— Exercise details —
Beginning with the line containing "Mention how to", give every line again exactly as it is, ending with the last line of the entries.

Data Block Start

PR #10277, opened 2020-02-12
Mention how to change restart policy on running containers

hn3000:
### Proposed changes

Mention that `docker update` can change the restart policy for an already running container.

Data Block End

— Exercise solution —
Mention how to change restart policy on running containers

hn3000:
### Proposed changes

Mention that `docker update` can change the restart policy for an already running container.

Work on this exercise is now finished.